Although many distributors are using computer technology to communicate with customers, a newsletter is still a great tool to connect with the trade. In fact, the most efficient advertising vehicle to inform and influence your customers is a newsletter sent to an established mailing list of contractors.
Seattle-based Pacific Plumbing Supply discovered the power of a trade newsletter with its introduction of The Gazette to promote its travel and trip incentive program to customers. Each month the front page of the newsletter featured romantic copy and graphics, including references to "warm weather getaways on white sandy beaches," and the promise of travel vouchers. This resulted in a boost in business over a six-month period. Publication of the newsletter was discontinued when the travel promotion ended.
County Supply's newsletter, The County Supply Plumbing News, was used to educate its customers in the northern Massachusetts area about radiant heat. Bill Curry of County Supply, headquartered in Lowell, Mass., wrote the newsletter, which was published in-house and printed in two colors. The newsletter was written in a direct style, with no-nonsense facts about how to be a better contractor. No co-op money was accepted to underwrite printing or mailing expenses. Product spotlights, manufacturers' ads and jokes were deliberately left out of the newsletter. The newsletter was ended in 1997 in favor of a weekly fax memo.

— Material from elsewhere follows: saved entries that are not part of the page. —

PR #2136, opened 2023-05-16
configure-sshd: Converge libvirt/physical config

tj90241:
Previously, we configure virtualbox/libvirt/bare metal
slightly differently. This commit converges the
configuration of libvirt/bare metal, and also supports
the case where ansible_host != the service IP.

### DIFF
--- a/ansible/playbooks/roles/common/templates/ssh/sshd_config.j2
+++ b/ansible/playbooks/roles/common/templates/ssh/sshd_config.j2
@@ -18,13 +18,13 @@ Protocol 2
 # What ports, IPs and protocols we listen for
 Port 22
 {% if ansible_virtualization_type == 'virtualbox' %}
-ListenAddress {{ virtualbox['nat_ip'] }}
-{% elif libvirt_kvm_guest %}
-ListenAddress {{ ansible_eth0.ipv4.address }}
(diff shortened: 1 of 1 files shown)


mboruta1 (approved):

ansible/playbooks/roles/common/templates/ssh/sshd_config.j2
```diff
@@ -19,13 +19,13 @@ Protocol 2
 Port 22
 {% if ansible_virtualization_type == 'virtualbox' %}
 ListenAddress {{ virtualbox['nat_ip'] }}
-{% elif libvirt_kvm_guest %}
-ListenAddress {{ ansible_eth0.ipv4.address }}
-{% endif %}
-ListenAddress {{ interfaces['service']['ip'] }}
-{% for transit in transit_interfaces -%}
-ListenAddress {{ transit['ip'] | ipaddr('address') }}
+{% else %}
```
comay, line 22: Doesn't this mean that with VirtualBox now the only addresses listed is the NAT IP? In other works, there's no transit or service IPs listed.

tj90241: yup, fixed!

comay (approved):

PR #2139, opened 2023-05-19
Use `--system-site-packages` in Rally for more consistent Python environment

comay:
RDTIBCC-4569

Rally now installs cleanly again and an internal CI/CD Rally run appears successful.

The approach I took was to start with the minimum virtual environment created with `--system-site-packages` and then added any updates. Through trial and error and testing, the additional Python packages that I needed to install using `pip(1)` were `pyOpenSSL` (but I pinned it to less than the current major version) and Tyler's earlier pin of `SQLAlchemy` (which needed to be higher that the system version but no higher than before).


mboruta1 (approved):
Nice!

PR #2142, opened 2023-05-25
RDTIBCCOPT-79 Apache httpd tuning

jingqgeng:
Made the following changes:
- Increase `ServerLimit`, the hard limit of the number of processes created for a module, to 32, which aligns with to the change I made to increase the number of openstack service workers. 
- Increase `MaxRequestWorkers`, the max number of concurrent connections Apache will serve, to 800: this is calculated per ServerLimit (32) * ThreadsPerChild (25) = 800. See the documentation [here](https://httpd.apache.org/docs/2.4/mod/mpm_common.html#maxrequestworkers).
- Set `GracefulShutdownTimeout` to 900. This should prevent threads-leak after graceful reboots. See the "Graceful process termination and Scoreboard usage" in this [page](https://httpd.apache.org/docs/2.4/mod/event.html#page-header). I set this to a large number to avoid killing threads when they're still busy for legit reasons. 

Note: `ServerLimit` and `MaxRequestWorkers` set the HARD LIMIT for processes and threads respectively. The actual number of threads is still dynamically managed by Apache, which means we will have anywhere from 25 (set by `min_spare_threads`) to 75 (set by `max_spare_threads`) idle threads ready to serve new requests.


mboruta1 (approved):
Nice!

PR #2144, opened 2023-05-31
Upgrade to Calico 3.26

comay:
RDTIBCC-4354

This PR upgrades Calico from `3.22.5` to `3.26.0` and reduces the number of patched versions of files we carry down. To that goal, I also took care of removing one additional such file that we needed for Bionic but upgrading the version of `etcd3gw` that we use in that one particular case from `0.2.6` to `1.0.2`.

Testing continues but sanity testing `1h1w` & `3h3w` builds via CI/CD produced clean builds including for Rally.


chef/cookbooks/bcpc/attributes/etcd3gw.rb
```diff
@@ -3,6 +3,6 @@
 ###############################################################################
 
 default['bcpc']['etcd3gw']['remote_file'] = {
-  'file' => 'etcd3gw-0.2.6.tar.gz',
-  'checksum' => '4a765a382ae18ebd4fccbc1388d1ac5226db0540bccd1f081052600df89145fd',
+  'file' => 'etcd3gw-1.0.2.tar.gz',
+  'checksum' => '8a1482c6993cb3032ea9bee76c78f18d438730f006d772df6bcc8b330fa2740e',
```
tj90241, line 7: This is only used for Bionic IIRC - does it _need_ to be changed as part of this commit? Have we tested changing it on Bionic, or can we be rest assured that it won't break Bionic somehow?

tj90241: Looks like it might be needed? I dislike the fact we have to change this without assurance... but so be it, maybe:
https://github.com/projectcalico/calico/blob/232174be3b759e1a781e125e61daf395cb10c360/networking-calico/requirements.txt#L8

tj90241:
On the Yoga branch, we need to drop the `config.py` patch as this has fixes contained within I think. That's not here, but V/W/X/Y all need changes now.... erg. @npustchi @chaowang987

chef/cookbooks/bcpc/attributes/etcd3gw.rb
comay: I'm testing Bionic as well in all this and I've also looked at the differences between the two `etcd3gw` versions and the risk should be minimal.

comay:
> On the Yoga branch, we need to drop the `config.py` patch as this has fixes contained within I think. That's not here, but V/W/X/Y all need changes now.... erg. @npustchi @chaowang987

Yes, that's additional cleanup I would be happy to take on once this makes it in.

tj90241 (approved):
Would like to see if we can cut a release and get it on the train this week. Let's chat Monday.

psipika:
> > On the Yoga branch, we need to drop the `config.py` patch as this has fixes contained within I think. That's not here, but V/W/X/Y all need changes now.... erg. @npustchi @chaowang987
> 
> Yes, that's additional cleanup I would be happy to take on once this makes it in.

Please keep me in the loop and I'll take a look to review.

psipika (approved):
LGTM 👍

PR #2147, opened 2023-06-05
Adjust patched `ceph-deploy` file to use official upstream change

comay:
While looking at the patches we were carrying with an eye towards Yoga, I noticed that the `ceph-deploy` issue had been fixed upstream and also our version of the file incorrectly has an Apache license added to it while the underlying component is actually [MIT licensed](https://github.com/ceph/ceph-deploy/blob/master/LICENSE). This PR is to use the upstream patch for Python 3.8 and to reflect the correct license. And since this is effectively the upstreamed file, I added it to the `flake8` exception list and left it as-is.

### DIFF
--- a/.github/scripts/run_linters.sh
+++ b/.github/scripts/run_linters.sh
@@ -1,6 +1,6 @@
 #!/bin/bash -x
 
-# Copyright 2022, Bloomberg Finance L.P.
+# Copyright 2023, Bloomberg Finance L.P.
 #
 # Licensed under the Apache License, Version 2.0 (the "License");
 # you may not use this file except in compliance with the License.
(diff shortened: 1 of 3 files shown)


tj90241 (changes requested):
Unless there's a benefit, I do not think we should be changing Ceph components such as this (which are already deprecated). We use the one packaged from Canonical as is... is something with it not working as expected?

comay:
> Unless there's a benefit, I do not think we should be changing Ceph components such as this (which are already deprecated). We use the one packaged from Canonical as is... is something with it not working as expected?

Correct, we're using the Canonical package with one file patched for Python 3.8 compatibility - I'm just using the official fix from `ceph/ceph-deploy` to the one that Jing came up with. It's a very minor cleanup to align better with the (final) `ceph-deploy` release that on GitHub.

tj90241:
Was there anything _functionally_ problematic with the code, though?

Most of the changes within this PR are linting-related -- the irony being that _said changes now made the linter we use upset_ ... and so we have to add an exclusion to our linting configuration that was formerly not present!

I could see the changes isolate to drop the `distro` module maybe... but I don't agree pulling in any changes that work against our linter when the logic itself is not changing (unless I'm mistaken).

comay:
The logic is slightly different in how it’s accounting for the deprecation in Python 3.8 but otherwise it’s doing the same sort of decision making. And yes, it’s unfortunate to add it to the exception list but I see that as the norm for upstream code that we’re patching. Even if it was flake8-clean, I think adding it to the exception list makes sense since it is upstream code.

This isn’t big win in any way just a desire to align this with the other code we patch (minimally).

comay:
Closing this as I have a different approach in mind.

PR #2171, opened 2023-06-26
Enable cinder image cache for non-ceph backends

jingqgeng:
With the image cache enabled, cinder will download images from glance when the image is used for the first time. After that, cinder will create a smallest possible volume based on the image, and keep this information in the db. When another volume is created with the same image, Cinder will query the db, find out there's a volume containing this image, and simply create a larger volume by extending that volume. See more details [here in cinder documentation](https://docs.openstack.org/cinder/latest/admin/image-volume-cache.html) and a case study [here](https://www.purestorage.com/content/dam/purestorage/pdf/whitepapers/Pure_Storage_Glance_Image_Cache_OpenStack_wp.pdf)

For backends other than Ceph, this will drastically improve the volume creating time.


jingqgeng:
Close for now. Will push this change again when lightbits is ready.

PR #202, opened 2021-11-15
fix: use renku cli from PATH

ableuler:
After getting rid of pipx, the renku cli executable is in a different location. Therefore, it is not found anymore during the execution of the entrypoint. Since we already make sure that the PATH contains the location of the renku cli, we should omit the exact path to the renku cli executable and instead just use whatever is found in the PATH.


ableuler:
closing as this is already handled by #193

PR #212, opened 2021-12-15
feat: support multi-platform build using buildx

vigsterkr:
Currently only `linux/amd64` docker images are being built, which causes the arm users to run the whole image in an emulator... this adds support for multi-platform builds.


vigsterkr:
@SwissDataScienceCenter/yat i'm wondering if it makes sense to build all the platforms for the acceptance test as well. coz that'll adds some significant amount of build-time because of `qemu`

rokroskar:
It looks like a `docker push` that is separate from the `buildx` command pushes just a single arch image, not the multi-arch. Maybe `docker buildx build --push` has to be used always?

The Aaronews, a newsletter from Aaron & Co., New Brunswick, N.J., has been published for 25 years. Jeffrey Aaron has served as its editor since the beginning and writes most of the copy. Unlike County Supply's Plumbing News, the Aaronews utilizes co-op funds. Co-op participation dictates what space is used by which manufacturer.
"We print an ad rate sheet to allow for a variety of sizes and prices appropriate to the nature and importance of the ad, and to the availability of co-op funds," says Kevin Manning, marketing manager.
The Aaronews avoids clip-art but makes frequent use of manufacturers' artwork. Printed in two colors, the newsletter contains current promotions, employee profiles and a listing of birthdays. Over the years the front page of the newsletter has been dedicated to important issues such as utility monopolies, showroom policies, major product line announcements and travel-incentive promotions.
Three years ago Aaron & Co. expanded the Aaronews and decided to have it produced professionally and bulk mailed by ACI, which is my marketing agency. This provided the newsletter with a wider reach and more professional appearance. A new branch in Freehold, N.J., the wholesaler's central distribution center in Piscataway, N.J., and the introduction of HVAC products were among recent features in the newsletter.
"The news we decide on for the newsletter is important to the contractor," Aaron says. "We've communicated water heater policies as well as changes at Aaron & Co. that affect our customers."
Magazine vs. newsletterTwo years ago Hughes Supply, Orlando, Fla., began publishing a quarterly magazine, The Source, targeted to customers. Terry Helms, marketing director, spearheaded the idea of a company communication vehicle for trade readership and presented the concept to the executive leadership team.
"Due to our rapid expansion we needed customers to get acquainted with Hughes Supply quickly," Helms says. "I presented a 92-page magazine that is 60% editorial without blowing our own horn. We decided on a format and online version (thesource.com) that spots news from the building and construction industry and all 10 divisions of Hughes Supply, including several feature stories."
Hughes' mailing circulation contains more than 100,000 names. Each issue of The Source has about 100 pages on four-color glossy stock.
"We are proud of it, but really don't know how well it's working," says Jim Holland, a group president of Hughes. "We break even on the cost of its production and mailing, but the jury is still out on how effective it is."
The Source does not contain sales promotions or aggressive sales statements. It resembles Newsweek for plumbers. Editorial content addresses each of Hughes' 10 product categories: plumbing, HVAC, water systems, electrical, water and sewer, utility, industrial PVF, building materials, and pool and spa.
To get the publication to the right people in a cost-effective manner, Helms linked up with Dun & Bradstreet's mailing list service. A mailing firm is used for bulk mailings and list maintenance.
The magazine often contains full-page, four-color professionally designed ads from manufacturers. No co-op funds from Hughes' earned co-op program are used to underwrite The Source. Instead the wholesaler accepts discretionary co-op dollars that are available but take a higher power to obtain from manufacturers.
"When a manufacturer can reach 100,000 installers knowing these are not just loyal Hughes Supply customers, that becomes a media decision," Holland says.
How to save moneyA newsletter can be substituted for specific direct mail. Once you have committed to doing a newsletter, stick to it. Include it in your budget. Discontinue other mailings and utilize the newsletter to the fullest.
Several distributors say they were able to stop sending Christmas cards by using the front page of the newsletter for a holiday message.
You can save the cost of separate printing and postage of invitations by featuring any special event, educational seminar notice or trade show announcement in the newsletter. Include a reader response section in the newsletter to get valuable reaction from customers.
Using bulk mail for mailings of more than 200 pieces and cutting less important mailings will save money.